Childrens Book Review: The Persian Cinderella by Shirley Climo and Watercolorist Robert Florczak

by DerdriuMarriner

Modern Iran emerges as uniquely as did ancient Persia. The nation’s Cinderella stories must be equally unique. “The Persian Cinderella” indeed offers a one-of-a-kind Cinder-beauty.
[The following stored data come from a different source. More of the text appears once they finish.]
Issue #1372, opened 2018-02-12
Newly deployed contract has wrong provider


rumkin:
web3: v1.0.0-beta29
node: v9.3

## Description

New contract instance throws no provider error on method call:
```
Error: Provider not set or invalid
      at Object.InvalidProvider (node_modules/web3-core-helpers/src/errors.js:38:16)
      at RequestManager.send (node_modules/web3-core-requestmanager/src/index.js:125:32)
      at sendRequest (node_modules/web3-core-method/src/index.js:542:42)
      at send (node_modules/web3-core-method/src/index.js:563:13)
      at Object._executeMethod (node_modules/web3-eth-contract/src/index.js:819:24)
      at Context.<anonymous> (test/registry.spec.js:47:14)
```

## Expect

Method properly calls. No error thrown.

## Reproduce

1. Deploy new contract:
```
const contract = new web3.eth.Contract(abi, options);

const registry = await contract.deploy({
    data: bytecode,
})
.send();
```

2. Call any contract method:
```
await registry.methods.addEntry('name').send();
```

congxinUSC:
Met the same problem, my solution is to save the previous provider and reassign it after deploy.

frozeman:
Will be fixed in the next release.

PR #1373, opened 2018-02-12
Fix contract instance clone method #1372

rumkin:
This PR fix issue with new deployed contract #1372 caused by contract's clone method implementation.


frozeman:
Thanks for the find

PR #1381, opened 2018-02-17
private key should be prefixed with `0x`

kevinwucodes:
The first example is correct, but the second example does not have `0x` prefixed


frozeman:
Thanks

PR #1389, opened 2018-02-21
Fix typo in WS provider

gabmontes:
The websocket provider incorrectly creates errors saying `IPC`, which might be misleading.


frozeman:
Thanks!

PR #1390, opened 2018-02-21
Add option to WS provider for setting a custom timeout

gabmontes:
The underlaying websocket will eventually timeout at 120 seconds on network failure so web3 calls using this provider will not settle to error for 2 minutes.

This PR's proposal is to add an option to the provider so the lib users can set a custom timeout to better suit their own needs.

This code shows the issue:

```js
const web3 = new Web3(new Web3.providers.WebsocketProvider(url))

let time

web3.eth.getBalance(address)
  .then(function () {
    console.log('Disconnect the net in the following 5 seconds!')
    return new Promise(function (resolve) {
      setTimeout(function () {
        time = Date.now()
        resolve()
      }, 5000)
    })
  })
  .then(() => web3.eth.getBalance(address))
  .then(function (balance) {
    console.log('Forgot to disconnect the net?')
  })
  .catch(function (err) {
    console.log('Timeout!', Date.now() - time) // 2 minutes
  })
```

The proposal is to allow the user

```js
const web3 = new Web3(new Web3.providers.WebsocketProvider(url, { timeout: 5000 }))
```

and let the web3 calls timeout in i.e. 5 secs instead of the default 120 secs.


packages/web3-providers-ws/src/index.js
```diff
@@ -171,6 +173,18 @@ WebsocketProvider.prototype._addResponseCallback = function(payload, callback) {
 
     this.responseCallbacks[id] = callback;
     this.responseCallbacks[id].method = method;
```
frozeman: Doesnt look like youre clearing the custom timeout when the response came. also keep in mind that certain calls, like for past logs etc take very long to answer. Sometimes 10+ seconds

gabmontes: @frozeman thanks for the comment!

Actually, clearing the timeout is not needed and would add complexity IMHO. Once the actual response comes in, the function at `this.responseCallbacks[id]` will be executed and deleted from the dictionary in L79. As long as ids are unique, there will be no issues. And, in fact, if ids are not unique, many other things would break.

Re calls with long answer time, it would be up to the user to select a proper timeout. This PR does not enforce nor provides any default. Having said that, is a very good observation. Do you think changing the README so the example is i.e. 30s instead of 5s would clear any doubts it may generate?

frozeman: default of 30s would be better yes

frozeman: and i would simply make the sample as such: `var ws = new Web3WsProvider('ws://localhost:8546', {timeout: 30000});`

frozeman:
I fixed it and merged your changes, thanks!
I changed you can also now pass headers in the options object.

gabmontes:
@frozeman thanks a lot!

PR #1393, opened 2018-02-22
Re-enable repeated firing of confirmation events

cgewecke:
At the moment when a transaction receipt is immediately available after a method call, the confirmation event only fires once. It seems like the subscription logic for this case might have been accidentally disabled while making `web3-core-method` [compatible with Parity's instant-seal](https://github.com/ethereum/web3.js/pull/936/files/87af1b39cb01cf3e4b65193ab741ea0bfcac36d2#diff-b87e4847acaf5b45ad88f78ed46732db). This issue primarily affects testing clients like ganache but possibly also Parity and Geth in dev mode.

The ancient land of Persia and the modern nation of Iran boast beautiful built and natural environments. Cities, farms, towns, and villages can be identified by the uniqueness of:
• fragrant concoctions and plants;
• musical sounds.

Iran’s and Persia’s architecture and textiles emphasize the special blueness of:
• bright skies;
• water bodies;
• wildflower petals.

Color gets a pivotal role in Iran’s and Persia’s Cinderella story. The fairy tale has such other Iranian and Persian plot-advancing injections as:
• alms for the misfortunate;
• dangerous hair pins;
• diamond anklets;
• fairy magic from a blue jug;
• fleet horses questioning river water potability;
• Nowruz celebrations for the New Year;
• silver-grey turtledove in windows.

The above-mentioned inputs ultimately make “The Persian Cinderella” uniquely unforgettable.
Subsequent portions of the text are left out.